Рис. 5-16. Генетическая регуляция числа пальцев на задних лапах у морской свинки. Вверху слева - нормальная трехпалая задняя лапа морской свинки, справа - лапа с хорошо развитым 4-м пальцем, в центре - лапа со слабо развитым 4-м пальцем. Кривые иллюстрируют распределение фенотипов в зависимости от числа аллелей полидактилии в потомстве от разных скрещиваний между тремя инбредными линиями. Стрелками показаны генетические пороги между трехпалой лапой, лапой со слабо развитым и лапой с хорошо развитым четвертым пальцем. А. Скрещивание между линиями D (четырехпалая) и 2 (трехпалая); эти две линии сильно различаются по генетической конституции, и у потомков F1 число генов полидактилии недостаточно для развития у них четырех пальцев. Б. Скрещивание между линиями D (четырехпалая) и 13 (трехпалая); линия 13 содержит больше генов полидактилии, чем линия 2, а поэтому у потомков F1 образуется лапа с недоразвитым четвертым пальцем. В. Скрещивание между линиями D (четырехпалая) и 35 (дающей как трех-, так и четырехпалых потомков) (S. Wright, 1934a, b).

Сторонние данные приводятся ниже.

PR #56552, opened 2023-11-26
Fixed symbol lookup for binding expando properties in blocks

Andarist:
fixes https://github.com/microsoft/TypeScript/issues/56538

Issue #56538, opened 2023-11-25
Member mistakenly attached to expando function 


dragomirtitian:
### 🔎 Search Terms

expando functions members shadowed

### 🕗 Version & Regression Information

- This is the behavior in every version I tried

### ⏯ Playground Link

[Playground Link](https://www.typescriptlang.org/play?#code/GYVwdgxgLglg9mABADQBQEpEG9EF8CwAUDMKgLICGUAFgHQBOFYAJnALYaZZGK+IQIAzlBQAubIigBTYQH5xTAJ55EAXmwFCfFLWnC1iAIxFNQA)

### 💻 Code

```ts
function X() { }
if(Math.random()) {
    const X: { test?: any } = {}
    X.test = 1
}
```

### 🙁 Actual behavior

`test` appears in declarations as a member of `X`, even though the function `X` is shadowed by a local variable

### 🙂 Expected behavior

`test` should not appear on `X` as it does not belong to it.

### Additional information about the issue

Found while trying to detect expando functions in isolated declarations

PR #59828, opened 2024-09-02
Fixed symbol lookup for binding expando properties in nested blocks

Andarist:
fixes more issues like https://github.com/microsoft/TypeScript/issues/56538
I realized that my PR ( https://github.com/microsoft/TypeScript/pull/56552 ) that fixed that issue missed quite a bit of cases, cc @weswigham (as the reviewer of that previous PR)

Рассматриваемый прерывистый признак, регулируемый таким образом у морских свинок, возникает на поздних стадиях развития и не оказывает сколько-нибудь существенного влияния на строение организма в целом. Однако такого рода генетический контроль, действующий на ранних стадиях развития, как у иглокожих, оказывает глубокое воздействие на строение тела и, возможно, сыграл решающую роль в макроэволюции классов иглокожих, обладающих пятилучевой симметрией. «Перспективные монстры» не обязательно должны быть результатом внезапных и всеобъемлющих перестроек генетической программы онтогенеза. Небольшое генетическое изменение может привести к такому изменению развития, которое допускает коренное изменение адаптации: маленьким ключом можно отпереть большую дверь.